The Emperor has no uniform...Another US soldier died today in Iraq. For what? The "war on terrorism" is not the strength of the incredible shrinking _resident's White House, it is the SHAME of the incredibly shrinking _resident's White House...Give us Sen. John F. Kerry (D-Mekong Delta) and Gen. Wesley Clark (D-NATO) together on the ticket. They will hurry from the right and the center to join us in the Electoral Uprising, and on the left, Michael Moore, Madonna and Rep. Charlie Rangel (D-Harlem), all Wesley Clark supporters, will drown out the-shell-of-a-man-formerly-known-as-Ralph-Nader...

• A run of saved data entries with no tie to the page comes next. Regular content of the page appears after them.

PR #382, opened 2020-06-05
update centos to the latest kernel

vladikr:
KubeVirt has recently updated virt-launchers to use libvirt 6.0 and qemu 4.2 [1]
However, this exposed a KVM bug that affects nested virtualization. This mainly manifests itself when kubevirtci runs on baremetal hosts.
Virtual machines will then sometimes fail with `qemu-kvm: error: failed to set MSR 0x48d to 0xff00000016`
However, this issue has been fixed in kernel `kernel-4.18.0-179`, but the currently available centos image has an older kernel and needs to be updated.

[1] https://github.com/kubevirt/kubevirt/pull/3268


cluster-provision/k8s/1.17/provision.sh
```diff
@@ -2,6 +2,9 @@
 
 set -ex
 
+# Need to have the latest kernel
```
oshoval, line 5: We would need it i think also on 1.18 ?
Do we want to make it part of the base image provisioning so we wont need to do it on
every provision ?
unless its fast.

Thanks

cluster-provision/k8s/1.17/provision.sh
```diff
@@ -2,6 +2,9 @@
...
+dnf update -y --nobest kernel
```
EdDev, line 6: Why `--nobest` is used?
Could you explain this and the reasoning for all this change in the commit message?

EdDev: There seem to be a missing step in `./cluster-provision/centos8`, where one can add generic, OS related changes (and not lane related). Such changes seem to fit there more than here. I think this is what @oshoval mentioned above.

oshoval: Yep, thanks

vladikr: Where do we make any modifications to the centos image itself in cluster-provision/centos8?

EdDev: > Where do we make any modifications to the centos image itself in cluster-provision/centos8?

We do not at the moment, that is the “missing step”.
I guess it is an action for a separate PR, but this one reveals the need.

oshoval: cluster-provision/centos8/Dockerfile
what about adding it in this file or in the scripts it runs ?
(either on other PR)

vladikr: Let's fix the current problem right now and then think about how can we expand this to a proper solution.

oshoval: sgtm, just rebase is needed, there are couple PRs on fire today that changing hashes

oshoval:
lgtm, but Edy left some comments so i didnt use slash
Thanks

vladikr:
> It is also worth mentioning in the commit message that this may unintended update the kernel every-time one updates these providers. This may be surprising.

Which is fine as we are using a centos stream anyway.

vladikr:
> Could you please add the reasoning to the commit message and also explain why you used `-nobest` there as well?

I don't mind this `-nobest` setting. it is used all over these scripts and I was just trying to be consistent. if you really insist I'll remove this. 
This issue is currently destabilizing local development so I don't want this PR to stale.

EdDev:
> > It is also worth mentioning in the commit message that this may unintended update the kernel every-time one updates these providers. This may be surprising.
> 
> Which is fine as we are using a centos stream anyway.

How is that related?
If one changes a provision script, I do not expect the kernel to get updated behind my back.
It is a side-effect (an implicit one).

> I don't mind this -nobest setting. it is used all over these scripts and I was just trying to be consistent. if you really insist I'll remove this.
> This issue is currently destabilizing local development so I don't want this PR to stale.

I do not mind if you leave it or not either, I just want an explanation on why it is needed in this case.

PR #388, opened 2020-06-16
Replace tests dir /tmp with /provision directory on all providers

vladikr:
e6a266e9e (kubevirt/kubevirtci#380 ) replaced the location of the tests directory only on the 1.17 and
1.18 providers while this directory should be able for all providers.

Some tests in KubeVirt relies on /tmp//kubevirt.io/tests to be present. This PR will align all providers to use /provision/kubevirt.io/tests


vladikr:
> You have moved only the parts that are needed by the tests?
> (because compared to the 1.17/8 there are others which were needed when the /tmp got cleaned between reboots)

Yes, exactly. I only moved the directory needed for the tests.

EdDev:
> Some tests in KubeVirt relies on /tmp//kubevirt.io/tests to be present. This PR will align all providers to use /provision/kubevirt.io/tests

@vladikr any chance you can add the text to the commit as well?

PR #389, opened 2020-06-16
kind, automation: detach all loopbacks on provider startup

maiqueb:
When running docker in docker (which is how kind does it's thing)
, the `losetup` command ends up looking for the next available
device in the host's namespace, instead of using the k8s node
namespace.

Eventually, it will grow past the number of statically allocated
loopback devices by the `loopdev` container. When that happens,
the `disks-images-provider` pod enters the crash loop.

By detaching all loopback devices from the host at provider
startup we assure the next available device will be on range.

Fixes: https://github.com/kubevirt/kubevirt/issues/3569


phoracek:
/approve cancel

There are some questions around this approach

maiqueb:
/hold

I may have found a couple of alternatives.

maiqueb:
Abandoning.

PR #392, opened 2020-06-24
[2] k8s1.18: Add provision script to update kernel args

krsacme:
Copy the kargs script from [1.17](https://github.com/kubevirt/kubevirtci/pull/370) to 1.18 provision
scripts.

Related: #365

### DIFF
--- a/cluster-provision/k8s/1.18/kargs.sh
+++ b/cluster-provision/k8s/1.18/kargs.sh
@@ -1,0 +1,24 @@
+#!/bin/bash
+
+set -ex
+
+# OvS-DPDK requires latest kernel
+yum update -y --nobest kernel
+
+# Increase the Hugepages count so that DPDK can be enabled in OvS which requires 1GB of hugepages
+# Add iommu support to enable PMD drivers
+GRUB_FILE=/etc/default/grub
+MODIFIED=0
+if ! grep -q iommu $GRUB_FILE; then
+    sed -i 's/${GRUB_CMDLINE_LINUX}/${GRUB_CMDLINE_LINUX} iommu=pt intel_iommu=on/g' $GRUB_FILE
+    MODIFIED=1
+fi
+
+if grep -q 'hugepagesz=2M' $GRUB_FILE && ! grep -q 'hugepages=2048' $GRUB_FILE; then
+    sed -i 's/ hugepages=[0-9]*/ hugepages=2048/g' $GRUB_FILE
+    MODIFIED=1
+fi
+
+if [[ $MODIFIED == "1" ]]; then
+    grub2-mkconfig -o /boot/grub2/grub.cfg
+fi


dhiller:
@EdDev a while back ago we had that exact situation where we had a bunch of scripts that were required to support several versions, thus needed to have a lot of case handling for each and every k8s version we supported. This got very tedious and cumbersome, so we resorted to just copying the scripts into each version folder and making the adjustments required, so we got rid of the decision logic.

So, even though it's a redundant copy in this case, let's just stick to what we agreed here.

/lgtm

EdDev:
> @EdDev a while back ago we had that exact situation where we had a bunch of scripts that were required to support several versions, thus needed to have a lot of case handling for each and every k8s version we supported. This got very tedious and cumbersome, so we resorted to just copying the scripts into each version folder and making the adjustments required, so we got rid of the decision logic.
> 
> So, even though it's a redundant copy in this case, let's just stick to what we agreed here.

This approach has introduced multiple bugs since, where changes have not been distributed to other providers (of that same "family").
Using a symlink is a one-liner and if there will a need to have differences, then one can consider to break it.

cluster-provision/k8s/1.18/kargs.sh
```diff
@@ -0,0 +1,24 @@
...
+# Increase the Hugepages count so that DPDK can be enabled in OvS which requires 1GB of hugepages
+# Add iommu support to enable PMD drivers
+GRUB_FILE=/etc/default/grub
+MODIFIED=0
+if ! grep -q iommu $GRUB_FILE; then
+    sed -i 's/${GRUB_CMDLINE_LINUX}/${GRUB_CMDLINE_LINUX} iommu=pt intel_iommu=on/g' $GRUB_FILE
+    MODIFIED=1
+fi
+
+if grep -q 'hugepagesz=2M' $GRUB_FILE && ! grep -q 'hugepages=2048' $GRUB_FILE; then
```
jean-edouard, line 17: Typo in `hugepagesz`? Looks like 1.17 has it too...

krsacme: Can you be more specific? ``hugepagesz`` specifies the size whether 2M or 1G. ``hugepages`` specifies the number of hugepages of specifified size. The check here ensures that when 2M hugepage size is enabled, it should have atleast 2048 number of 2M hugepages, which allows 4GB of total hugepages for the deployment. 

1GB will be allocated to ovs-vswitch when DPDK is enabled. And the rest of the hugepages will be used in the VMs which uses vhostuser interfaces.

jean-edouard: My bad, thanks for the explanation.
/lgtm

krsacme:
> > @EdDev a while back ago we had that exact situation where we had a bunch of scripts that were required to support several versions, thus needed to have a lot of case handling for each and every k8s version we supported. This got very tedious and cumbersome, so we resorted to just copying the scripts into each version folder and making the adjustments required, so we got rid of the decision logic.
> > So, even though it's a redundant copy in this case, let's just stick to what we agreed here.
> 
> This approach has introduced multiple bugs since, where changes have not been distributed to other providers (of that same "family").
> Using a symlink is a one-liner and if there will a need to have differences, then one can consider to break it.

@dhiller I can change it so symlink, until there is an actual difference to make it a copy, let me know if it works out as per the general guidelines.

dhiller:
@krsacme sorry for taking so long to answer :-/ I think it's fine like this.

/approve

PR #400, opened 2020-07-02
Bump CNAO to 0.39.2

qinqon:
It includes a lot of fixes from 0.35


cluster-provision/k8s/1.18/manifests/cnao/network-addons-config.crd.yaml
```diff
@@ -26,6 +26,7 @@ spec:
           type: object
         status:
           type: object
+      type: object
```
maiqueb, line 29: 0_o ... why is this suddenly needed ?

qinqon: No clue, I downloaded from CNAO release pagehttps://github.com/kubevirt/cluster-network-addons-operator/releases/tag/0.39.2

phoracek: It became a requirement for CRDs in recent versions. Previously, the top level object was treated as `object` implicitly, but it was added that it has to be explicit.

phoracek:
/hold

We need to update image hashes

phoracek:
@qinqon would you update hashes?

qinqon:
/hold cancel
shas updated.

PR #401, opened 2020-07-02
Replace bazel with Makefile and bash

qinqon:
The gocli project is not complex enough to require bazel


qinqon:
/check-provision-k8s-1.18

cluster-provision/gocli/hack/install-go.sh
```diff
@@ -0,0 +1,10 @@
+#!/bin/bash -xe
+
+destination=$1
```
rmohr, line 3: Why do we need this script?

qinqon: Is a simplified version of go gimme from travis, it install go under `build` directory so we vendor the go compiler.

rmohr: Why do we not use an image where go is installed?

qinqon: The idea is to post gocli binaries at release page at github no gocli container will exists, so we do a plain compilation with a vendored go.

qinqon:
/hold

Prow does not like it.

PR #220, opened 2019-08-22
Update CHANGELOG, README and small code quality improvements

dunglas:

PR #221, opened 2019-08-22
Fix typos

teohhanhui:
Some typos which were missed in https://github.com/symfony/panther/pull/220


dunglas:
Thanks @teohhanhui!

E.J. Dionne, Jr.: The current president's standing on terrorism and security has been dented by the situation on the ground in Iraq, the early findings of the 9/11 commission and one book after another calling into question Bush's decision-making on the war. Kerry's approach also marks a break with the patterns of the past. Kerry is said by his advisers to believe that the Democrats made a crucial mistake in 2002 by largely ducking terrorism and foreign policy. Democrats thought they could win by trying to shift the focus of the election to domestic issues: the economy generally, and prescription drugs for the elderly and a patients' bill of rights in particular.

Support Our Troops, Show Up for Democracy in 2004: Defeat Bush (again!)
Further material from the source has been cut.